As with so many other cross-platform titles, the first thing I had to do was change the default resolution from 720p, to fit nicely with my monitor. Somehow I ended up in a state where the settings menu stopped accepting input; I had to force-quit the game and restart. This misfortune, as it turned out, would come to represent the rest of my experience with The Walking Dead: flawed, disappointing, ultimately functional, but frustrating to the point of intolerability.
For all the praise The Walking Dead (the game) gets for its writing, this generally didn't impress me. To be more accurate, it wasn't necessarily the script, but the way the game put its lines together, often in ways that just didn't make sense. For the vast majority of cases, my interactions with NPCs felt more like Mad Libs than actual conversations. Yeah, this is the norm for games, but shouldn't it be getting better? All it takes is some actual story QA -- shouldn't a studio like Telltale care about this exact thing? And, at least to me, a lot of the voice acting also came across as poorly directed.

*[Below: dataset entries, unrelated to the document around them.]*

PR #1597, opened 2026-05-13
handle only ocm related files/folders in merge-ocm-fragments action

IndritFejza:
handle only ocm related resources in the merge-ocm-fragments action

**Release note**:

```other operator
NONE
```

### DIFF
--- a/.github/actions/merge-ocm-fragments/action.yaml
+++ b/.github/actions/merge-ocm-fragments/action.yaml
@@ -163,10 +163,7 @@ runs:
         cd "${{ inputs.outdir }}"
 
         # workaround: download-artifact@v3 does not allow merging. hence, flatten directories
-        for d in $(find -type d); do
-          if [ "$d" == "." ]; then
-            continue
-          fi
+        for d in $(find -type d -name "${{ steps.preprocess.outputs.artefact-name }}"); do
           echo "debug: sub-directory $d contains:"
           ls $d
           mv $d/* .


IndritFejza:
If you don't agree with the proposal what would be another way to skip non-ocm related directories from being processed by the action? 😊 

In general, the script seems to not like folders that contain subfolders. 
So, regardless of testrunner, if we have an artifact that is a folder that contains subfolders, the script fails.


```
debug: sub-directory ./A contains:
B
C.json
debug: sub-directory ./A/B contains:
ls: cannot access './A/B': No such file or directory
```

.github/actions/merge-ocm-fragments/action.yaml
```diff
@@ -167,6 +167,10 @@ runs:
           if [ "$d" == "." ]; then
             continue
           fi
+          if [[ "$d" == "./testrunner"* ]]; then
+            echo "skipping testrunner directory $d"
+            continue
+          fi
```
IndritFejza:
```suggestion
          if [ ! -d "$d" ]; then
            continue
          fi
          if [[ "$d" == "./testrunner"* ]]; then
            echo "skipping testrunner directory $d"
            continue
          fi
```

TuanAnh17N:
thanks for the pr!
the `[ ! -d "$d" ]` guard fixes the immediate crash, but i'd suggest a different approach that avoids hardcoding caller-specific directory names in this shared action.

the root cause seems to be that the flatetning loop iterates over all subdirectories, including non-ocm artifacts. since ocm fragments are always `.tar.gz` files (that's the contract of export-ocm-fragemnts), we can just move those directly instead of flattening everything, i think 🤔

```bash
find . -mindepth 2 -name "*.tar.gz" -exec mv {} . \;

echo "extracting files with pattern *.tar.gz"
for tarffile in $(find . -maxdepth 1 -name "*.tar.gz"); do
  echo "extracting ${tarfile} into $PWD"
  tar xf "${tarfile}"
  unlnk "${tarfile}"
done

```
since the flattening loop can't be removed entirely - download-artifact@v3 (used on GHE) doesn't support merge-multiple (according to the comment above) - scoping it to .tar.gz files, seems right to me

IndritFejza:
> thanks for the pr! the `[ ! -d "$d" ]` guard fixes the immediate crash, but i'd suggest a different approach that avoids hardcoding caller-specific directory names in this shared action.
> 
> the root cause seems to be that the flatetning loop iterates over all subdirectories, including non-ocm artifacts. since ocm fragments are always `.tar.gz` files (that's the contract of export-ocm-fragemnts), we can just move those directly instead of flattening everything, i think 🤔
> 
> ```shell
> find . -mindepth 2 -name "*.tar.gz" -exec mv {} . \;
> 
> echo "extracting files with pattern *.tar.gz"
> for tarffile in $(find . -maxdepth 1 -name "*.tar.gz"); do
>   echo "extracting ${tarfile} into $PWD"
>   tar xf "${tarfile}"
>   unlnk "${tarfile}"
> done
> ```
> 
> since the flattening loop can't be removed entirely - download-artifact@v3 (used on GHE) doesn't support merge-multiple (according to the comment above) - scoping it to .tar.gz files, seems right to me

sound good. Will you follow up? I can close the PR

.github/actions/merge-ocm-fragments/action.yaml
```diff
@@ -167,6 +167,13 @@ runs:
           if [ "$d" == "." ]; then
             continue
           fi
+          if [ ! -d "$d" ]; then
+            continue
```
ccwienk: dead code (find is called with `-type d`, so will only ever yield directories in the first place)

ccwienk:
Thanks for the fix! A few thoughts:

**Why do `testrunner` directories end up in `outdir` at all?**
The `import-ocm-fragments` step downloads artifacts matching `*.ocm-artefacts` — so either a `testrunner`-related artifact matches that glob (naming issue?), or something else is placing that directory into `outdir` before this step runs. Worth understanding the root cause.

**Alternative: drop the flatten loop entirely**

Each exported artifact (from `export-ocm-fragments`) contains exactly one `*.tar.gz` file. After `download-artifact` places them into per-artifact subdirectories, the structure is:

```
outdir/
  <artifact-name>/
    <hash>.ocm-artefacts.tar.gz
```

The subsequent `find -name "*.tar.gz"` loop already recurses — so it will find those files without any flattening. The blobs end up in the right place because they are *inside* the tar, not alongside it.

That would reduce the `extract-ocm-fragments` step to:

```sh
set -eu
cd "${{ inputs.outdir }}"

echo "extracting ocm-fragment archives"
for tf in $(find . -name "*.tar.gz"); do
  echo "extracting ${tf}"
  tar xf "${tf}"
  unlink "${tf}"
done
```

No guards, no hardcoded names. The `testrunner` directory (and any other unrelated subdirectory) is simply never touched — as long as it contains no stray `*.tar.gz` files.

@IndritFejza — does the `testrunner` directory ever contain any `*.tar.gz` files?

IndritFejza:
@ccwienk 

>Why do testrunner directories end up in outdir at all?

I think it has to do with the fact that we use [download-artifact@v3](https://github.com/IndritFejza/cc-utils/blob/7dd669e3ca119ba3a0de8ce49815928dd25b5a3e/.github/actions/merge-ocm-fragments/action.yaml#L165)

It downloads **all** artifacts that exist in the wf-artifacts. It ignored `pattern`. So not only testrunner artifects end up in the outdir, every other artifact is.

v4 supports the `pattern` but that's not used in our GHE.

IndritFejza:
To not be blocked by this issue, we decided to just tar the artifact that we publish in the wf-artifacts.

As I stated [before](https://github.com/gardener/cc-utils/pull/1597#issuecomment-4440697961), seems that the existing logic here doesn't work with having `folders that contain subfolders`

---

But I believe as soon as another party/or-us decide to publish other wf artifacts, we would be blocked to work only with tar/zip folders and not just plain folders.

IndritFejza:
Maybe an easier solution is to just do the filtering at the beginning based on the pattern `*.ocm-artefacts` again.

So handle only files that end with `ocm-artefacts` and ignore others. Basically re-writing the same logic as what `pattern` is supposed to do in `download-artifact`

Will this new proposal work?

ccwienk:
> Maybe an easier solution is to just do the filtering at the beginning based on the pattern `*.ocm-artefacts` again.
> 
> So handle only files that end with `ocm-artefacts` and ignore others. Basically re-writing the same logic as what `pattern` is supposed to do in `download-artifact`
> 
> Will this new proposal work?

yes, I think explicitly choosing files of which we know the naming convention would be preferable to hardcoding exceptions for some "random" (from pipeline-template's pov) fnames.

also, please cleanup commits (probably squash into just one)

.github/actions/merge-ocm-fragments/action.yaml
```diff
@@ -163,10 +163,7 @@ runs:
...
 
         # workaround: download-artifact@v3 does not allow merging. hence, flatten directories
-        for d in $(find -type d); do
-          if [ "$d" == "." ]; then
-            continue
-          fi
+        for d in $(find -type d -name "${{ steps.preprocess.outputs.artefact-name }}"); do
           echo "debug: sub-directory $d contains:"
           ls $d
           mv $d/* .
```
IndritFejza, line 169: still not super sure if this PR/change is fine. 

Maybe we should put first only ocm related files/artifacts in a temp/different folder and not play around directly on the ${{ inputs.outdir }} ... because (in GHE) there might be other non ocm-related files/folders in it and we might extract them for no reason.

ccwienk:
Superseded by #1626, which takes a slightly different approach: instead of filtering directories by name in the flatten step, the flatten step is dropped entirely — `find . -name "*.ocm-artefacts.tar.gz"` recurses into subdirectories naturally, and the filename pattern already excludes non-OCM artifacts. Thanks for the analysis and root-cause investigation!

In said awkward conversations, The Walking Dead places a huge emphasis on the meaning of your dialog choices, and what consequences those choices may have later on. It's a great system in theory, and seeing indicators like "NPC will remember this" have a pretty heavy impact. But there's a core problem with this system, and it's the same one I hated in Mass Effect: often, your choices just suck. It's unbearably frustrating to want to say something, something you feel is obvious and understandable, but not have any option resembling it. Given that the whole theme of this zombie adventure is supposed to be real people in tough situations, this feeling - being unable to do what you think is right - can completely shatter the immersion. Oh, and to boot, sometimes the choices presented to you don't actually match up with what you'll end up saying
Then there's the game's technical infirmity. Although the graphical style makes the game appear nice in stills, character animations look janky and cheap, particularly since mouth movement rarely syncs up with the voice acting. The game can chug in scenes of heavy camera movement, although this doesn't happen often. And in addition to the settings hangup I mentioned before, I had the game crash on me during a particulary tense story moment.
But what I actually have the biggest problem with, is what The Walking Dead inherits from Telltale's adventure game pedigree: item hunting. Twice in the two hours I spent with the game, I wandered aimlessly for a signicant time, because I simply wasn't clicking on the right thing. It's an unpleasant reminder of hunting for pixels in old 2D adventure games, and comes across as totally inappropriate when you're in a desperate survival situation. And, since the game is in 3D, there's also the added fun of whole swaths of the level being hidden to you if you haven't looked in the right direction.
The Walking Dead does some things right: there's a good amount of content, more than I'd expected for a single episode; the writing, at times, does succeed brilliantly at tugging heartstrings; and the action sequences, a hybrid of quick-time event and aiming, are genuinely entertaining. But the good bits make up a minor fraction of the game overall (at least what I played of it), and so that amount of content really becomes a weakness. The Walking Dead fails in so many ways, and particularly badly in some, that I just can't see it through.
Better than: Strong Bad's Cool Game for Attractive People Episode 1: Homestar Ruiner
Not as good as: The Secret of Monkey Island: Special Edition
I mean, really: I don't understand this at all. I can name AAA action games with better storytelling than this guy (and not just BioShock, either).
Progress: Gave up -- Finished Episode 1.